2009-11-23, 00:18	#25
philmoore "Phil" Sep 2002 Tracktown, U.S.A. 45F₁₆ Posts	Thanks for the concise essay, JB. I remember reading somewhere of an Arabic mathematician of the middle ages questioning why 22/7 was being used for pi when it was "common knowledge" that 355/113 was a much better approximation!

2009-11-24, 07:25	#27
JonBarleycorn Oct 2009 5 Posts	Forgive me if my calculator is not working right, but every time I tried log(640320 cubed + 744) / sqrt(163) I got 12.767145.. even when I used all the precision that Windows has to offer. If I got it wrong then I owe mart_r an apology. I'm sorry I wasn't more clear that I was looking for 2 integers p, q such that p/q was memorable and a good representation of pi and e.

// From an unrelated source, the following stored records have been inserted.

PR #2604, opened 2026-08-16
Clamk@claudius: fix jekt signing-key injection gap on the normal launch path

GenericAgentX-asaf:
## Summary

Root-caused and fixed why normally-launched agents' jekts render `TRUST=self-declared` instead of `TRUST=host-verified` even on builds well past when host-tier (v0.55.7) and LAN-tier (v0.55.9) signing shipped.

**Root cause, confirmed with live evidence (see the included report for full detail):** the signing-key injection code only ever lived in `agent.open`'s Rust handler. The actual "click Launch" path — `WriteAgentConfig`, driven entirely by the frontend's `agent-config-builder.ts` — writes `.mcp.json` independently and never called it. Verified directly on this machine: a running v0.55.9 instance's `.mcp.json`, rewritten today, has no `AGENTMUX_JEKT_KEY`/`AGENTMUX_LAN_KEY`; the server log shows the write came from `WriteAgentConfig` with zero `agent_open`/`jekt` log lines anywhere in the entire file.

**Fix:** extracted the injection logic into one shared, pure function (`agent_config::inject_jekt_signing_keys_into_mcp_json`), called from both `agent.open` (replacing its former inline duplicate) and `WriteAgentConfig` (new — this is the actual fix). Matches this module's own existing pattern for why shared logic lives here (its doc comment already warns about exactly this kind of two-call-site drift for the skill-file cleanup logic it centralizes).

Full evidence trail and research method: `docs/specs/REPORT_JEKT_SIGNING_KEY_INJECTION_GAP_2026_08_16.md`.

## Test plan

- [x] `cargo test -p agentmux-srv --bin agentmux-srv` — 2350 passed, 0 failed, 6 pre-existing ignores, no regressions
- [x] New tests: `inject_jekt_signing_keys_into_mcp_json_{patches_both_keys_into_the_env_block,reuses_the_same_key_on_a_second_call,returns_none_when_theres_no_env_object_to_patch,returns_none_on_malformed_json}` (agent_config.rs)
- [x] New test: `writeagentconfig_extracts_slug_and_injects_signing_keys_into_the_real_mcp_json_shape` (editor_handlers.rs) — exercises the real `rpc_types::AgentConfigFile{path, content}` shape, not just the pure function directly

### DIFF
--- a/.changesets/1786886693-fix-jekt-inject-host-lan-signing-keys-on-the-normal-launch-p-5ce3.md
+++ b/.changesets/1786886693-fix-jekt-inject-host-lan-signing-keys-on-the-normal-launch-p-5ce3.md
@@ -1,0 +1,5 @@
+---
+type: patch
+---
+
+fix(jekt): inject host/LAN signing keys on the normal launch path, not just agent.open
--- a/agentmux-srv/src/backend/agent_config.rs
+++ b/agentmux-srv/src/backend/agent_config.rs
@@ -877,6 +877,50 @@ pub fn write_managed_skill_file_manifest(
     }
 }
 
+/// Best-effort: mint-or-reuse `agent_slug`'s jekt/LAN signing keys
+/// (`SPEC_JEKT_TRUST_LAYER_COMPLETION_2026_08_13.md` §2.2,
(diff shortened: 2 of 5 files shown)


a5af:
@codex review

Issue #2603, opened 2026-08-16
Clamk@claudius: Agent identity/history persistence protocol (tracking)


GenericAgentX-asaf:
## Tracking issue — COMPLETE

Sequenced fix for named agents' conversation history fragmenting across channel/identity UUIDs on every rebuild (root cause: PR #2431's `identities_dir()` default-isolation flip, 2026-08-06, never reconciled with `ClaudeHistoryAdapter`'s scan list — full writeup in `docs/specs/REPORT_AGENT_IDENTITY_HISTORY_FRAGMENTATION_2026_08_16.md`).

Design: `docs/specs/SPEC_AGENT_IDENTITY_HISTORY_PERSISTENCE_PROTOCOL_2026_08_16.md` (5-invariant protocol P1-P5, synthesized with the Mandatory ABF work from PR #2587). Reviewable checklist for future PRs in this area: `docs/specs/CHECKLIST_AGENT_DATA_SCOPE_ROUTING_2026_08_17.md`.

All six steps merged.

### Steps

- [x] **Step 1** — Fix stale Phase 3a/3b migration-phase doc comments, add a test pinning the real per-function read split (protocol P4). #2602 — **merged**
- [x] **Step 2** — Confirmed DEFINITION/PORTABLE CONFIG store-routing regression tests already exist. No new work needed.
- [x] **Step 3** — Split CREDENTIAL isolation from CONVERSATION HISTORY storage in `identities_dir()` (protocol §4.1). #2605 — **merged**
- [x] **Step 4a** — Fix `ClaudeHistoryAdapter`'s read path to also scan per-channel identity dirs (protocol §4.4, first half). #2606 — **merged**
- [x] **Step 4b** — Build a fast, `agent_id`-keyed history index (protocol §4.4, second half). #2611 — **merged**
- [x] **Step 5** — Add an opt-in `bundle.export_for_agent_with_history` action, separate from the default ABF export (protocol §3.3). #2613 — **merged**, after 4 review rounds (junction-metadata dispute — disproven, not fixed; index staleness for a "complete" export; blocking sync I/O on the async worker, in two separate spots; unbounded per-session AND aggregate memory).
- [x] **Step 6** — Distill P1-P5 into a short, reviewable PR checklist (protocol §4 step 6). #2614 — **merged**

Side quest, not part of this sequence but discovered while working on it: #2604 (jekt host/LAN signing-key injection gap) — **merged**.

PR #2431, opened 2026-08-06
feat(identity): default isolated auth for every non-stable channel

AgentA-asaf:
## Summary

`AGENTMUX_ISOLATED_AUTH` (shipped in `SPEC_ISOLATED_AUTH_DEV_TESTING_2026_07_27.md`) gives a `task dev`/`task package` boot its own channel-scoped identity store and OAuth credential dirs instead of sharing the real global account list — but it's opt-in, so almost nobody sets it, and every routine dev/test boot silently inherits a fully-authenticated global session. That defeats the point for a repo actively hardening its OAuth login/relogin surfaces (#2422, #2423, #2425, #2429): the login code paths mostly never execute during normal testing.

This flips the default: `isolated_auth_enabled()` now isolates by default for any channel other than `stable`. `stable` (real installed/portable releases — the actual daily-driver) is explicitly unaffected. `AGENTMUX_ISOLATED_AUTH=0`/`=1` still override explicitly in either direction.

Full rationale, resolution-order design, and phased rollout: `docs/specs/SPEC_ISOLATED_AUTH_DEFAULT_BY_CHANNEL_2026_08_06.md` (amends the July 27 spec — mechanism unchanged, only the default).

## Changes

- `agentmux-common/src/data_paths.rs`: `isolated_auth_enabled()` now resolves via a new `isolated_auth_reason()` (single source of truth, exposed for diagnostics) — explicit `AGENTMUX_ISOLATED_AUTH=1`/`=0` always wins; otherwise isolates iff `AGENTMUX_CHANNEL != "stable"`; stays global if `AGENTMUX_CHANNEL` is unset entirely (conservative fallback for bare `cargo test`/`cargo run`).
- `agentmux-common/src/lib.rs`: re-export `isolated_auth_reason`/`IsolatedAuthReason`.
- `agentmux-srv/src/bootstrap.rs`: the "shared store: attached" boot log line now includes which of the four states applied (`explicit opt-in` / `explicit opt-out` / `channel default — isolated` / `channel default — global`).
[...]

PR #2605, opened 2026-08-16
Clamk@claudius: keep conversation history global under credential isolation

GenericAgentX-asaf:
## Summary

Step 3 of #2603 (agent identity/history persistence protocol). Fixes the actual, currently-live regression root-caused in `docs/specs/REPORT_AGENT_IDENTITY_HISTORY_FRAGMENTATION_2026_08_16.md`: `identities_dir()` isolating a provider's credential directory per-channel (the default for every non-`stable` channel since PR #2431) silently isolates that provider's conversation transcripts too, since e.g. Claude Code's `projects/` lives inside the same directory tree as its credentials.

**Fix:** `DataPaths::identity_history_dir()` always resolves globally, independent of `isolated_auth_enabled()`. `ensure_history_link()` makes an isolated credential dir's `projects/` subpath a directory junction (Windows) / symlink (Unix) pointing at that global location — so the provider CLI is unaware anything changed, but its session data lands in one stable place regardless of which channel/build spawned it. Migrates any pre-existing real directory's contents into the global target first (never overwriting, never deleting), so history that predates this fix isn't orphaned.

Used the `junction` crate on Windows rather than `std::os::windows::fs::symlink_dir` (requires `SeCreateSymbolicLinkPrivilege` — admin or Developer Mode, which this app can't assume) or hand-rolled `DeviceIoControl`/`FSCTL_SET_REPARSE_POINT` FFI (this is credential-adjacent storage — not a place to improvise low-level filesystem code).

Wired into both `identity_auth_dirs.rs` call sites, gated on `isolated_auth_enabled()` (a no-op when off, since `dir/projects` already IS the global location in that case).

## Verification

Beyond `cargo test`, verified empirically on this real Windows machine before wiring into any credential-handling code:
- Created a real junction via the new code, confirmed its type (`Junction`) and target via PowerShell `Get-Item`
- Confirmed a file written at the global target reads back through the isolated link path, both via Rust's own `fs` APIs and native `Get-Content`
- The migration test caught a real bug during development (`junction::create` needs the link's parent dir to pre-exist, not just the target) — fixed before this PR, not left for review to catch

## Test plan

- [x] `cargo test -p agentmux-common --lib` — 148 passed, including 4 new tests on `ensure_history_link` (creation + read-through, idempotency, pre-existing-directory migration, never-overwrite-on-collision)
- [x] `cargo test -p agentmux-srv --bin agentmux-srv` — 2346 passed, 0 failed, 6 pre-existing ignores, including a new end-to-end test (`compute_account_dir_links_projects_to_the_global_history_location_when_isolated`) exercising the real `compute_and_ensure_account_dir` call site, not just the linking primitive in isolation

### DIFF
--- a/.changesets/1786887880-fix-identity-keep-conversation-history-global-when-credentia-9wuk.md
+++ b/.changesets/1786887880-fix-identity-keep-conversation-history-global-when-credentia-9wuk.md
@@ -1,0 +1,5 @@
+---
+type: patch
+---
+
+fix(identity): keep conversation history global when credential isolation is on
--- a/Cargo.lock
+++ b/Cargo.lock
@@ -82,6 +82,7 @@ dependencies = [
  "dirs",
  "ed25519-dalek",
  "hmac",
+ "junction",
  "serde",
  "serde_json",
  "sha2",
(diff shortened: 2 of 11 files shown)


a5af:
@codex review

PR #2606, opened 2026-08-16
Clamk@claudius: ClaudeHistoryAdapter now scans per-channel isolated identity dirs

GenericAgentX-asaf:
## Summary

Step 4a of #2603 (protocol §4.4's read-path fix, first half). `ClaudeHistoryAdapter` never scanned `<home>/channels/*/identities/*/claude/projects` or `<home>/dev/*/(*/)?identities/*/claude/projects` — the per-channel-isolated locations PR #2431's default flip sends history to. Step 3 (#2605, merged) links those forward to the global location going forward, but history written before that fix landed, or for a bundle whose link creation failed (best-effort, can fail), still has real data only under the per-channel path. This makes it discoverable through the adapter again instead of requiring a manual filesystem grep — which is literally how this whole investigation started (see `docs/specs/REPORT_AGENT_IDENTITY_HISTORY_FRAGMENTATION_2026_08_16.md`).

Bounded scan (depth 2, not unbounded recursion), covering both known layouts. Deduplicates by canonical path — after Step 3, a per-channel `projects/` can be a junction pointing at the exact same physical location as an already-scanned global entry, and without dedup every session under it would surface twice.

Zero test coverage existed for this file's directory-discovery logic before this change. Extracted `push_deduped_dir` out of an inline closure into an independently-testable function; added 7 tests, including one that creates a real Windows junction and confirms it dedupes correctly against its target.

**Splitting scope:** protocol step 4's other half (a fast, `agent_id`-keyed history index so lookup doesn't need a filesystem walk at all) is a distinct piece of work and will follow as its own PR — this one is scoped to making existing lookups correct first.

## Test plan

- [x] `cargo test -p agentmux-srv --bin agentmux-srv` — 2361 passed, 0 failed, 6 pre-existing ignores
- [x] New: 7 tests on `push_deduped_dir`/`scan_isolated_identities_under`, including a real-Windows-junction dedup case

### DIFF
--- a/.changesets/1786904766-fix-history-claudehistoryadapter-now-scans-per-channel-isola-543k.md
+++ b/.changesets/1786904766-fix-history-claudehistoryadapter-now-scans-per-channel-isola-543k.md
@@ -1,0 +1,5 @@
+---
+type: patch
+---
+
+fix(history): ClaudeHistoryAdapter now scans per-channel isolated identity dirs too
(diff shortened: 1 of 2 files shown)


a5af:
@codex review

PR #2607, opened 2026-08-16
fix(identity): resolve provider through the bound bundle at the three backend clone-sites

AgentY-asaf:
## Summary

Delivery-plan item 2 of #2594 (harness/model decoupling & ABF portability) — the three backend clone-sites (`template.rs:119,132`, `template.rs:357`, `v1_templates.rs:265`).

`agentdefcreatefromtemplate`, `forkagentdefinition`, and the template-promote migration all cloned a source/template definition's `.provider` column directly instead of resolving through its own bound bundle — the same "gate vs. actual launch can disagree" drift class #2592 fixed for the credential gate and launch path. If a template/source's `provider` column had drifted from its (immutable) bundle copy, a clone/fork/promote would silently inherit the stale value instead of the real one.

- `agentdefcreatefromtemplate` (`template.rs:119,132`) and `forkagentdefinition` (`template.rs:357`) now call `id_store.resolve_effective_provider_id()`, already available in both RPC handler scopes. The create-from-template vendor-base-url validation now uses the same resolved value it validates the new definition against, instead of a separately-read (and possibly different) column.
- The template-promote migration (`v1_templates.rs:265`) calls `wstore.resolve_effective_provider_id()` — only `wstore` is available at that point in the boot sequence (no id_store/shared-store handoff has happened yet), which safely falls back to the drifted column when the bundle isn't found via that store — same behavior as before this fix, strictly better when the bundle is reachable.

## Test plan

- [x] Regression tests for all three sites seed a template/source with a drifted `.provider` (`"codex"`) against a bundle with the real provider (`"claude"`) and assert the clone/fork/promote carries `"claude"`.
- [x] Verified all three new tests fail against the pre-fix code (temporarily reverted the three fixes, kept the tests — all three failed with `left: "codex", right: "claude"`), then confirmed they pass again with the fix restored.
- [x] `cargo check -p agentmux-srv` — clean, no new warnings/errors.
- [x] `cargo test -p agentmux-srv --bin agentmux-srv backend::storage::` — 282/282 pass.
- [x] `cargo test -p agentmux-srv --bin agentmux-srv backend::agent_session::` — 35/35 pass (1 pre-existing ignore).
- [x] `cargo test -p agentmux-srv --bin agentmux-srv server::agent_handlers::` — 30/30 pass, including the 2 new RPC-level tests.
- [x] Merged latest `main` into the branch before pushing (picked up #2606).

### DIFF
--- a/.changesets/1786905565-fix-identity-resolve-provider-through-the-bound-bundle-at-th-y6jm.md
+++ b/.changesets/1786905565-fix-identity-resolve-provider-through-the-bound-bundle-at-th-y6jm.md
@@ -1,0 +1,5 @@
+---
+type: patch
+---
+
+fix(identity): resolve provider through the bound bundle at the three backend clone-sites
--- a/agentmux-srv/src/backend/agent_session/migrations/v1_templates.rs
+++ b/agentmux-srv/src/backend/agent_session/migrations/v1_templates.rs
@@ -257,12 +257,21 @@ pub fn migrate_promote_template_sessions_v1(
             // at the deterministic id. Field copies mirror
             // `agent_def_create_from_template`.
             let now = now_ms() as i64;
+            // Resolve through the template's own bound bundle when it has
+            // one, not the possibly-drifted `db_agent_definitions.provider`
+            // column directly (#2594, same pattern as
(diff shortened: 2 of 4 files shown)


a5af:
@codex review

PR #2608, opened 2026-08-16
fix(identity): remove the post-creation model-vendor-base-url editor from AgentIdentityModal

AgentY-asaf:
## Summary

Delivery-plan item 3 of #2594 (harness/model decoupling & ABF portability) — the "needs a product decision" item on `AgentIdentityModal.tsx`. **Decision made directly with the human operator in this conversation** (not via jekt/relay): remove the edit surface.

`AgentIdentityModal.tsx` let a user actively edit `model_vendor_base_url` on the agent definition after its bundle already exists — the one remaining post-creation write path for a field the Mandatory ABF architecture (`ARCHITECTURE_MANDATORY_ABF_RETHINK_2026_08_14.md` §7.4.1) treats as set-once at definition/bundle-creation time, same as `provider` (which this modal has never let a user edit either — there's no provider field in this UI at all).

Unlike `provider`, the bundle (`Memory`) has **no field to mirror the raw base-url string into at all** — `m0021`'s backfill migration only derives a coarse `"custom"` vendor *label* into the bundle's `model` column, never the actual URL string. So there's no bundle-side value to resolve reads through the way #2592/#2607 fixed provider drift (`resolve_effective_provider_id`) — every post-creation edit here just wrote a second, permanently-diverging copy onto `AgentDefinition` with nowhere for it to reconcile. The only consistent fix available at this scope is to stop allowing that second write at all, matching how `provider` is already handled.

The definition-time editor in `AgentCreateFromTemplateModal.tsx` is unaffected — it still sets the value once, before/at bundle provisioning, which is the correct place for it.

## Changes

- Removed the "Model Vendor / Custom Endpoint" section (`supportsCustomEndpoint` memo, `modelVendorBaseUrl`/`vendorSaving`/`vendorError` signals, `handleVendorSave`) from `AgentIdentityModal.tsx`.
- Removed the now-dead `.agent-identity-vendor-*` SCSS rules.
- No backend changes — `updateagent`'s handling of `model_vendor_base_url` is untouched (still supports `AgentCreateFromTemplateModal`'s definition-time write via `agentdefcreatefromtemplate`, a separate RPC).

## Test plan

- [x] New regression test renders `AgentIdentityModalPanel` for an agent whose bundle already exists (`memory_id` set) and provider supports a custom endpoint (`claude`), asserts no vendor-editing input/save-button/label is present.
- [x] Verified the test fails against the pre-fix code (found the real `<input data-testid="agent-identity-vendor-base-url-input">` in the DOM).
- [x] `npx tsc --noEmit -p tsconfig.json` — same 2 pre-existing, unrelated errors as `main` (`armory-view.tsx`/`warden-view.tsx` `MetaType` — confirmed via `git stash`), nothing new.
- [x] `npx vitest run app/view/agent/components/` — 341/342 pass; the 1 failure (`tool-renderers/registry.test.ts`, a timeout) is a pre-existing flake unrelated to this change — passes cleanly in isolation.
- [x] Confirmed no other frontend references to the removed CSS classes/handlers remain.

### DIFF
--- a/.changesets/1786924587-fix-identity-remove-the-post-creation-model-vendor-base-url--34n9.md
+++ b/.changesets/1786924587-fix-identity-remove-the-post-creation-model-vendor-base-url--34n9.md
@@ -1,0 +1,5 @@
+---
+type: patch
+---
+
+fix(identity): remove the post-creation model-vendor-base-url editor from AgentIdentityModal
--- a/frontend/app/view/agent/components/AgentIdentityModal.scss
+++ b/frontend/app/view/agent/components/AgentIdentityModal.scss
@@ -16,64 +16,10 @@
 // The ambient-login opt-in row that used to live here was removed (reagent
 // P1 on #2262 — see AgentIdentityModal.tsx's doc comment): the layer-3
 // spawn gate no longer honors use_ambient_login at all, so the toggle was
-// dead UI promising a fallback that no longer existed.
-
-.agent-identity-vendor-section {
-    display: flex;
-    flex-direction: column;
-    gap: var(--space-1-5);
-    padding: var(--space-3) var(--space-5);
-    border-top: 1px solid var(--border-color);
-}
-
-.agent-identity-vendor-label {
-    font-size: var(--text-sm);
-    font-weight: var(--font-weight-medium);
-    opacity: 0.75;
-}
-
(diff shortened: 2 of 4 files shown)


a5af:
@codex review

I hope that I was more clear in my statement of the problem the second time around. That said, some of the excursions were really first class, and, I was really impressed by the caliber of discourse that my little puzzle elicited! Thanks to all who responded. JB

2012-03-30, 13:04	#33
jasonp Tribal Bullet Oct 2004 6727₈ Posts	Yes, there is a standard estimate for the error term between a continued fraction and the decimal number it is supposed to represent, based only on the size of p and q (it's been ~15 years, I don't remember it). You can also prove that to get a better approximation of the error, you must use numbers larger than p and q.